103957L’industria italiana della carta non riesce ad affrontare da troppo tempo nel migliore dei modi la sfida della competitività. I problemi sono fin troppo noti, in particolare gli oneri eccessivi dal punto di vista energetico, visto che questi ultimi superano il 50% dei costi complessivi. Secondo quanto affermato da Paolo Culicchi, numero uno di Assocarta, gli ultimi cinque anni sono stati caratterizzati dalla chiusura di ben ventisei siti, per non parlare della perdita di ben 40mila posti di lavoro, un vero e proprio dramma non c’è che dire. In aggiunta, bisogna anche ricordare che nel periodo compreso tra il 2011 e il 2012 la produzione totale ha ceduto cinque punti percentuali, per non parlare del -7% di cui si è reso protagonista il fatturato.

Possibile che non vi sia nulla di fattibile per invertire la rotta?
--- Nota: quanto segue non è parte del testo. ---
PR #8398, opened 2016-11-17
Start LocalDatabase if it isn't started

mneedham:


mneedham:
We'll replace this with something better in the morning

PR #8402, opened 2016-11-18
Setting dbms.tracer=null will no longer prevent the database from starting when metrics are enabled

chrisvest:
Some default tracer implementations were implementing additional interfaces
that were looked after via the dependency resolver. This made the metrics
kernel extension fail to start when `dbms.tracer=null` was configured - a
setting that effectively turns all tracers off.

The `PlatformModule` now detects this, and publishes null-variants of the
alternative monitor interfaces when the configured tracer does not implement
them.

### DIFF
--- a/community/kernel/src/main/java/org/neo4j/kernel/impl/factory/PlatformModule.java
+++ b/community/kernel/src/main/java/org/neo4j/kernel/impl/factory/PlatformModule.java
@@ -53,8 +53,6 @@ import org.neo4j.kernel.impl.spi.SimpleKernelContext;
 import org.neo4j.kernel.impl.transaction.TransactionCounters;
 import org.neo4j.kernel.impl.transaction.log.checkpoint.CheckPointerMonitor;
 import org.neo4j.kernel.impl.transaction.state.DataSourceManager;
-import org.neo4j.kernel.impl.transaction.tracing.CheckPointTracer;
-import org.neo4j.kernel.impl.transaction.tracing.TransactionTracer;
 import org.neo4j.kernel.impl.util.JobScheduler;
 import org.neo4j.kernel.impl.util.Neo4jJobScheduler;
 import org.neo4j.kernel.info.DiagnosticsManager;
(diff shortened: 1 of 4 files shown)


community/kernel/src/main/java/org/neo4j/kernel/impl/factory/PlatformModule.java
```diff
@@ -153,8 +157,12 @@ public DependencyResolver get()
         tracers = dependencies.satisfyDependency(
                 new Tracers( desiredImplementationName, logging.getInternalLog( Tracers.class ) ) );
         dependencies.satisfyDependency( tracers.pageCacheTracer );
-        dependencies.satisfyDependency( tracers.transactionTracer );
-        dependencies.satisfyDependency( tracers.checkPointTracer );
+        TransactionTracer transactionTracer = tracers.transactionTracer;
+        dependencies.satisfyDependency(
```
MishaDemianenko: Lets please introduce a function `defaultInstance(DesiredInterface, instances...)` or smt closed to that, that will select first matching instance and will return it; that will make this kind of implementation selection much more clean

MishaDemianenko (commented):
Looks good, one small stylish comment

community/kernel/src/main/java/org/neo4j/kernel/impl/factory/PlatformModule.java
chrisvest: It's not a very common thing, though.

MishaDemianenko: that's true, so local private helper method should be good enough

chrisvest:
@MishaDemianenko I extracted the logic into a private method instead. I think it's premature to move it into the DependencyResolver class.

MishaDemianenko:
@chrisvest looks good now; my though was also about private helper method it's too early to introduce that thing in dependency resolving mechanics.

La ricetta di Culicchi prevede una maggiore liberalizzazione del mercato del gas, in modo da poter rendere effettiva la produzione autonoma, sfruttando in maniera totale il trentanovesimo articolo della Legge Sviluppo del 2012. Tra l’altro, si sta parlando di una industria di gran pregio, la cui qualità viene riconosciuta da più parti all’estero, dunque non la si può lasciare morire a causa di colpe non sue. Il 2013 è cominciato come peggio non poteva, sia per quel che riguarda la produzione che per il fatturato.

I ribassi sono compresi tra gli 1,5 e gli 1,8 punti percentuali rispetto allo stesso periodo di un anno fa. Il motivo è presto detto. Anzitutto, i volumi di carte per gli utilizzi grafici si sono ridotti di quasi il 6%, ma non è andata meglio alle carte destinate all’imballaggio (-1,2%). Al contrario, si sono ben comportate le carte per cartone ondulato (quasi quattro punti percentuali in più) e quelle utili per gli utilizzi in campo igienico-sanitario. Infine, le esportazioni sono in fase di recupero rispetto al 2012, un segnale senza dubbio più incoraggiante.